LA POESÍA QUE RESIDE EN EL VACÍO

El director de Happyland revela su visión sobre el teatro, la sociedad y la historia, además de reflexionar acerca del lugar de los hacedores cuando su tiempo se pone en movimiento.

Foto Carlos Furman

El director de Happyland revela su visión sobre el teatro, la sociedad y la historia, además de reflexionar acerca del lugar de los hacedores cuando su tiempo se pone en movimiento.

 

Alfredo Arias es un hombre gentil, cualidad en desuso o de escasa demostración por estos días. Esa gentileza la demuestra en la bonhomía que despliega al conversar, pero mucho más en la claridad de conceptos que expresa a la hora de examinar su profesión. Es quizás un lugar común decir que Alfredo Arias es un gran artista, un lugar que ocupa desde hace muchos años y del que escapa para dejarse engañar conscientemente por el artificio de la escena. Y para a su vez engañarnos con las mejores armas de las que dispone: esas fantasmagorías que monta sobre el escenario sobre épocas lejanas o sobre las que nos tocó vivir. Conversamos con él en vísperas del estreno de Happyland, la pieza de Gonzalo Demaría sobre los días de Isabel Perón encarcelada en la Patagonia, y esta es su mirada sobre el tiempo cuando se desarrolla sobre el escenario, y sobre ese tiempo esquivo que se oculta en las crónicas históricas. 

–En sus piezas, entre tantas cosas, objetiva la subjetividad del recuerdo. ¿La memoria es su materia prima a la hora de diseñar un espectáculo?
–En gran parte sí.

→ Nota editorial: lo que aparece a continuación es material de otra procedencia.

PR #2438, opened 2025-05-20
Update branding to Microsoft Quantum Development Kit

billti:


jupyterlab/README.md
```diff
@@ -16,7 +16,7 @@ To run Q# in Jupyter notebooks, remember to also install the `qsharp` package: [
 
 ## Support
 
-For more information about the Azure Quantum Development Kit, visit [https://aka.ms/AQ/Documentation](https://aka.ms/AQ/Documentation).
```
billti, line 19: Switching a few links from the generic "Azure Quantum" landing page to the QDK specific page.

samples/estimation/estimation-qiskit.ipynb
```diff
@@ -590,7 +590,7 @@
       "name": "python3"
     },
     "kernelspec": {
-      "display_name": "Python 3 (ipykernel)",
```
ScottCarda-MS, line 593: This display name (and python version number below) change every time I open a notebook, but they change to a different value than the one you list here. We should probably have a standard we agree on for the name and version across these notebooks. I think "Python 3" is a better display name than ".venv".

.gitignore
```diff
@@ -20,3 +20,4 @@ __pycache__/
 .pytest_cache/
 .idea/
 *.so
+scratch/
```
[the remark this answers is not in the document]
minestarks: I don't mind this, but have you considered adding a personal .gitignore file with `git config --local core.excludesFile .gitignore-local` ?

vscode/README-DEV.md
```diff
@@ -1,9 +1,9 @@
...
 
-This is a development build of the Azure Quantum Development Kit, and is intended for early testing
+This is a development build of the Microsoft Quantum Development Kit, and is intended for early testing
 of upcoming features.
 
 To install the tested version of this extension, visit <https://marketplace.visualstudio.com/items?itemName=quantum.qsharp-lang-vscode>.
 The README for the stable build contains details on features and usage.
 
-For more information about the Modern QDK and Azure Quantum, visit [https://aka.ms/AQ/Documentation](https://aka.ms/AQ/Documentation).
+For more information about the Modern QDK and Microsoft Quantum, visit [https://aka.ms/qdk](https://aka.ms/qdk).
```
minestarks, line 9: How do we feel about the "Modern QDK" now?

vscode/package.json
```diff
@@ -432,12 +432,12 @@
...
         "command": "qsharp-vscode.setTargetProfile",
         "category": "QDK",
-        "title": "Set the Azure Quantum QIR target profile"
+        "title": "Set the QIR target profile"
       },
       {
         "command": "qsharp-vscode.createNotebook",
         "category": "QDK",
-        "title": "Create an Azure Quantum notebook"
+        "title": "Create a Microsoft Quantum notebook"
```
minestarks, line 440: This one creates a sample that _actually_ uses Azure Quantum, so the name may actually be appropriate?

vscode/package.json
```diff
@@ -31,13 +31,13 @@
     "walkthroughs": [
       {
         "id": "qsharp-vscode.welcome",
-        "title": "The Azure Quantum Development Kit",
-        "description": "Getting started with the Azure Quantum Development Kit in VS Code",
+        "title": "The Microsoft Quantum Development Kit",
```
minestarks, line 34: Maybe just "Microsoft Quantum Development Kit"? (or are we going for something like "The Batman" 😜)

vscode/src/notebookTemplate.ts
```diff
@@ -11,7 +11,7 @@ export const notebookTemplate: vscode.NotebookData = {
     {
       kind: vscode.NotebookCellKind.Markup,
       languageId: "markdown",
-      value: `## Azure Quantum Q# notebook
+      value: `## Microsoft Quantum Q# notebook
```
minestarks, line 14: Same as above - the notebook content does include Azure Quantum so the name may be fine?

minestarks (approved):

.gitignore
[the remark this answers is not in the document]
DmitryVasilevsky: Maybe we can add a readme file in this folder, check it in and then add this git ignore. I have a need for this as well, but I often use samples folder instead.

Es decir, sin memoria sería muy complicado trabajar porque tendríamos que inventar todo de cero, no tendríamos esos recursos que surgen de lo vivido. La cuestión sería pensar en qué porcentaje la memoria es predominante, si es la materia del espectáculo o si participa de él. Son dos maneras diferentes de encarar el tema de la memoria, ¿no? Si es un espectáculo que necesariamente está apoyado en la memoria, o si es un espectáculo en el cual la memoria participa y anima desde lo contemporáneo ciertos aspectos de la escritura. 

–Cuando uno compara la ficha técnica de sus espectáculos nota que se rodea de nombres familiares. ¿Qué debe tener un artista para colaborar o participar de sus creaciones?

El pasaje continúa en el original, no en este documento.